AN ANALYSIS OF THE SOUTH CHINA SEA CONFLICT: INDONESIA’S PERSPECTIVES, CONTEXTS AND RECOMMENDATIONS
Abstract
The South China Sea have been discussing seriously. Historically, the conflict had started from
the contested area between France and Japan, until the outcome Second World War-power
vacuum. None of the international documents provides clarity of sovereignty in the South China
Sea. China, Vietnam, Taiwan, Malaysia, the Philippines, and Brunei Darussalam are those
countries who have an overlapping territorial claim that are currently emerging are more due to
economic, geostrategic, and domestic politics.
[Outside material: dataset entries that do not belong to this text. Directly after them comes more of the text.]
PR #132, opened 2015-09-13
adds ability to import a csv of participants

shreyas-satish:


funnel/forms/space.py
```diff
@@ -92,6 +92,16 @@ class ParticipantForm(forms.Form):
         validators=[forms.validators.DataRequired(u"Select at least one event")])
 
 
+class ParticipantImportForm(forms.Form):
+    participant_list = forms.FileField(__("Participant List"),
```
jace: Should be in sentence case.

funnel/forms/space.py
```diff
@@ -92,6 +92,16 @@ class ParticipantForm(forms.Form):
...
+        description=u"CSV with Header. Order: name, email, phone, twitter, company.",
```
jace: Why do you need headers if you need a specific order? Pick one. See Hasmail for how it's handled there if you need ideas.

funnel/models/event.py
```diff
@@ -23,6 +24,14 @@ def make_private_key():
     return make_key()[:8]
 
 
+def csv_to_rows(csv_file, skip_header=True, delimiter=','):
+    with open(csv_file, 'rb') as csvfile:
```
jace: Doesn't FileField give you an open CSV file?

funnel/models/event.py
```diff
@@ -23,6 +24,14 @@ def make_private_key():
...
+        reader = csv.reader(csvfile, delimiter=delimiter)
```
jace: Use `unicodecsv`.

funnel/models/event.py
```diff
@@ -23,6 +24,14 @@ def make_private_key():
...
+        if skip_header:
+            next(reader)
```
jace: Use `DictReader` and you won't need this kludge.

funnel/models/event.py
```diff
@@ -125,6 +134,24 @@ class Participant(BaseMixin, db.Model):
     __table_args__ = (db.UniqueConstraint('proposal_space_id', 'email'),)
 
     @classmethod
+    def get(cls, space, email, participant_attrs={}, create=False):
```
jace: `participant_attrs` is a mouthful. Call this `fields` or something light like that.

funnel/models/event.py
```diff
@@ -125,6 +134,24 @@ class Participant(BaseMixin, db.Model):
...
+        participant = cls.query.filter_by(proposal_space=space, email=email).first()
```
jace: This assumes `email` is unique. How does this work with platforms like Explara and DoAttend that don't enforce a unique constraint on email?

funnel/models/event.py
```diff
@@ -136,21 +163,8 @@ def attendees_by_event(cls, event):
...
-            job_title=participant_dict.get('job_title'),
-            company=participant_dict.get('company'),
-            city=participant_dict.get('city'),
-            proposal_space=space
-        )
-
-    @classmethod
-    def update_from_dict(cls, updated_participant):
-        participant = Participant.query.filter_by(email=updated_participant.get('email')).first()
+    def update_from_dict(cls, space, updated_participant):
```
jace: `updated_participant` is ambiguous. If this is a dict of fields, call it something consistent like `fields`.

funnel/models/event.py
```diff
@@ -136,21 +163,8 @@ def attendees_by_event(cls, event):
...
+        participant = cls.query.get(space, updated_participant.get('email'))
```
jace: Did you mean `cls.get`? `cls.query.get` uses SQLAlchemy's primary key-based getter which won't work with objects like `space`.

funnel/models/event.py
```diff
@@ -163,6 +177,15 @@ def update_from_dict(cls, updated_participant):
         else:
             return None
```
jace: Silent failure is a bad idea. Also, the `db.session.add` above is a bad idea since no new participant is being created in this code block. It'll cause hard to debug problems elsewhere later.

funnel/models/event.py
```diff
@@ -163,6 +177,15 @@ def update_from_dict(cls, updated_participant):
...
 
+    @classmethod
+    def add_from_list(cls, space, filename="", events=[]):
+        """
+        Expected CSV format (with header) : name, email, phone, twitter, company
+        """
+        for row in csv_to_rows(filename):
+            participant_dict = {'events': events, 'fullname': row[0], 'email': row[1], 'phone': row[2], 'twitter': row[3], 'company': row[4]}
+            cls.get(space, participant_dict.get('email'), participant_dict, create=True)
+
```
jace: This entire method is making me uncomfortable:

1. Dealing with writeable files on what will be a read-only filesystem in future deployments
2. Hardcoding column order

funnel/models/event.py
```diff
@@ -176,6 +199,14 @@ class Attendee(BaseMixin, db.Model):
         backref=db.backref('attendees', cascade='all, delete-orphan', lazy='dynamic'))
     checked_in = db.Column(db.Boolean, default=False, nullable=False)
 
+    @classmethod
+    def get(cls, participant=None, event=None, create=False):
```
jace: participant` and `event` shouldn't have default values in this method. Both are required. `event` is the more significant parameter (for SQL left-to-right indexing order) and should be first.

funnel/models/event.py
```diff
@@ -125,6 +134,24 @@ class Participant(BaseMixin, db.Model):
     __table_args__ = (db.UniqueConstraint('proposal_space_id', 'email'),)
 
     @classmethod
+    def get(cls, space, email, participant_attrs={}, create=False):
+        participant = cls.query.filter_by(proposal_space=space, email=email).first()
+        if create and not participant:
+            participant = cls(
```
jace: What happens if you call with `create=True` and the record already exists? `participant_attrs` is ignored then, even if the data doesn't match? That makes this method's purpose and behaviour confusing.

funnel/models/event.py
```diff
@@ -163,6 +177,15 @@ def update_from_dict(cls, updated_participant):
...
+        """
+        Expected CSV format (with header) : name, email, phone, twitter, company
+        """
+        for row in csv_to_rows(filename):
+            participant_dict = {'events': events, 'fullname': row[0], 'email': row[1], 'phone': row[2], 'twitter': row[3], 'company': row[4]}
+            cls.get(space, participant_dict.get('email'), participant_dict, create=True)
+
 
 class Attendee(BaseMixin, db.Model):
     """Join model between Participant and Event."""
```
jace: Join models shouldn't inherit from BaseMixin, but that's for another pull request review.

funnel/templates/events.html
```diff
@@ -4,14 +4,18 @@
...
 <form method="POST" id="attendee_remote_sync_form" enctype="multipart/form-data" class="form-inline">
   <div class="form-group">
     {{ attendee_sync_form.hidden_tag() }}
   </div>
   <input id="attendee_sync_form-submit" class="btn btn-danger" type="submit" value="{% trans %}Sync Attendees{% endtrans %}"/>
 </form>
-</p>
+</li>
+<li><a href={{ space.url_for('new-participant') }} class='btn btn-primary'>New Participant</a></li>
+<li><a href={{ space.url_for('import-participant') }} class='btn btn-info'>Import Participants</a></li>
```
jace: Labels should be sentence case and wrapped in a `{% trans %}` block.

funnel/views/event.py
```diff
@@ -37,6 +38,10 @@ def participant_data(participant, space_id, full=False):
         }
 
 
+def allowed_file(filename, exts=[]):
+    return '.' in filename and filename.rsplit('.', 1)[1] in exts
```
jace: This method shouldn't be required.

funnel/views/event.py
```diff
@@ -69,6 +74,29 @@ def new_participant(profile, space):
...
+    (Profile, {'name': 'profile'}, 'g.profile'),
+    ((ProposalSpace, ProposalSpaceRedirect), {'name': 'space', 'profile': 'profile'}, 'space'),
+    permission='new-participant')
+def import_participant(profile, space):
+    form = ParticipantImportForm()
+    form.events.query = space.events
+    if form.validate_on_submit():
+        participant_list_csv = request.files['participant_list']
+        if participant_list_csv and allowed_file(participant_list_csv.filename, exts=['csv']):
+            filename = secure_filename(participant_list_csv.filename)
```
jace: Don't write to the filesystem. Work with the CSV in memory.

funnel/views/event.py
```diff
@@ -69,6 +74,29 @@ def new_participant(profile, space):
...
+            participant_list_csv.save(os.path.join(app.config['UPLOAD_FOLDER'], filename))
+            Participant.add_from_list(space, filename=filename, events=form.data['events'])
+            db.session.commit()
+            flash(_(u"Participants were imported from {0}.".format(filename)), 'info')
```
jace: Avoid ordered parameters in `format`. Use named parameters.

funnel/views/event.py
```diff
@@ -69,6 +74,29 @@ def new_participant(profile, space):
...
+            return redirect(space.url_for('events'), code=303)
+        else:
+            form.participant_list.errors.append(u'Please provide a valid CSV file.')
```
jace: Move this validation into the form.

funnel/models/event.py
shreyas-satish: The combination of (space, email) is enforced to be unique. If there are multiple entries in Explara with the same email for a given space, then it's taken to mean that, the particular participant has multiple tickets.

funnel/models/event.py
shreyas-satish: One option is to add an `update` flag, so if a record is already present (and if `update` is set), the record will be updated with the dictionary that was passed.

funnel/forms/space.py
```diff
@@ -92,6 +93,30 @@ class ParticipantForm(forms.Form):
...
+# TODO: Move to Baseframe
+class ValidFile(object):
+    def __init__(self, allowed_exts=[], message=None):
+        if not message:
+            message = __(u"Please upload a valid file.")
+        self.message = message
+        self.allowed_exts = allowed_exts
+
+    def __call__(self, form, field):
+        ext = os.path.splitext(field.data.filename)[1].strip(".")
```
jace: Have you tried this on Windows with IE? Filename is as reported by the browser based on the native OS, while `os.path` uses the conventions of the host OS. You will also get an internal server error if someone uploads a file without an extension.

jace: Corrected, `splitext` won't fail because it always returns a value in position `[1]`.

funnel/forms/space.py
```diff
@@ -92,6 +93,30 @@ class ParticipantForm(forms.Form):
...
+        if ext and ext.lower() not in self.allowed_exts:
+            raise wtforms.validators.StopValidation(self.message)
```
jace: Any file passed through MS Excel on Mac will have CR for linefeeds, not LF or CRLF, and will be in Latin1 charset instead of UTF-8. You need to detect that and massage the data.

jace: (Hasmail chokes on this, BTW.)

funnel/forms/space.py
```diff
@@ -92,6 +93,30 @@ class ParticipantForm(forms.Form):
...
+
+
+class ParticipantImportForm(forms.Form):
+    participant_list = forms.FileField(__("Participant list"),
+        description=u"Expected Attributes: name, email, phone, twitter, company.",
```
jace: "Expected headers", and no trailing period in the description.

jace: Also, if the source doesn't have a twitter header, import shouldn't fail. Minimum requirements are only name and email.

funnel/forms/space.py
```diff
@@ -92,6 +93,30 @@ class ParticipantForm(forms.Form):
...
+        validators=[forms.validators.DataRequired(u"Please upload a valid CSV file."), ValidFile(allowed_exts=['csv'], message=u"Please upload a valid CSV file.")])
```
jace: No trailing periods.

funnel/models/event.py
```diff
@@ -125,6 +126,24 @@ class Participant(BaseMixin, db.Model):
     __table_args__ = (db.UniqueConstraint('proposal_space_id', 'email'),)
 
     @classmethod
+    def get(cls, space, email, fields={}, create=False):
+        participant = cls.query.filter_by(proposal_space=space, email=email).first()
+        if create and not participant:
+            participant = cls(
+                fullname=fields.get('fullname'),
```
jace: Says `fullname` here but `name` in the CSV description above.

funnel/models/event.py
```diff
@@ -125,6 +126,24 @@ class Participant(BaseMixin, db.Model):
...
+                email=email,
+                phone=fields.get('phone'),
+                twitter=fields.get('twitter'),
+                job_title=fields.get('job_title'),
```
jace: `job_title` not in the CSV header list above.

funnel/models/event.py
```diff
@@ -125,6 +126,24 @@ class Participant(BaseMixin, db.Model):
...
+                company=fields.get('company'),
+                city=fields.get('city'),
+                events=fields.get('events', []),
```
jace: IMO, all setters should be moved out of the `get` method. Return an empty participant object and let the caller set/update the fields.

funnel/models/event.py
```diff
@@ -136,32 +155,18 @@ def attendees_by_event(cls, event):
...
+            participant.fullname = fields.get('fullname')
+            participant.phone = fields.get('phone')
+            participant.twitter = fields.get('twitter')
+            participant.job_title = fields.get('job_title')
+            participant.company = fields.get('company')
+            participant.city = fields.get('city')
             return participant
         else:
-            return None
+            raise NoResultFound
```
jace: 1. `NoResultFound` implies you were searching. `update` in the method name doesn't sound like searching.
2. No good reason for this to be a class method. Let `get(create=True)` return an empty participant and `update_from_dict` be an instance method that applies on the current instance.

funnel/models/event.py
```diff
@@ -221,12 +234,7 @@ def sync_from_list(cls, ticket_list, space, ticket_client=None):
         for ticket_dict in ticket_list:
             ticket = SyncTicket.fetch(ticket_dict.get('ticket_no'), ticket_dict.get('order_no'), space)
             ticket_ticket_type = TicketType.get(ticket_dict.get('ticket_type'), space, create=True)
-            # get or create participant
-            ticket_participant = Participant.query.filter_by(email=ticket_dict.get('email'), proposal_space=space).first()
-            if not ticket_participant:
-                # create a new participant record if required
-                ticket_participant = Participant.make_from_dict(ticket_dict, space)
-                db.session.add(ticket_participant)
+            ticket_participant = Participant.get(space, ticket_dict.get('email'), fields=ticket_dict, create=True)
```
jace: `ticket_dict.get('email')` isn't normalising for case. Email is case-insensitive but the database is case-sensitive. You have to force lowercase it.

funnel/views/event.py
```diff
@@ -7,12 +8,20 @@
...
 from sqlalchemy.exc import IntegrityError
 from ..extapi.explara import ExplaraAPI
 
 
+def lowercase_keys(dictiter):
+    return [dict((k.lower(), v) for k, v in d.iteritems()) for d in dictiter]
+
+
+def csvstring_to_rows(stream):
+    return lowercase_keys(unicodecsv.DictReader([row for row in StringIO.StringIO(stream)]))
```
jace: This is a bit convoluted. You've already got a stream. Why are you putting it through StringIO again?

funnel/forms/space.py
shreyas-satish: import won't fail in that case. I'll add `(optional)` for optional attributes.

shreyas-satish:
The conversation here triggered changes that extend far beyond the initially mentioned change. Will incorporate changes suggested here into a new PR.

As a non-claimant state, Indonesia has a role to
facilitate and solving the conflict, because Indonesia's water, the North Natuna Sea, also has an
area that is an incision on territorial claims. The alignment of ZEEI and the Nine-Dash Line has
economic implications and regional defense setting. This article uses the qualitative analysis
method to explore three purposes. First is to explore the historical, philosophy and legal-approach
in discussing the background of the conflict. Second is to analyze the attitudes and perspectives of
Indonesia's strategic position in the South China Sea. Third is to propose some possible
recommendations that Indonesia needed to resolve SCS conflicts with the roles and actions
required for international and regional purposes. Indonesia, as a non-claimant state, has a role of
diplomacy as a mediator, honest broker, and confidence builder in the handling of the South China
Sea conflict.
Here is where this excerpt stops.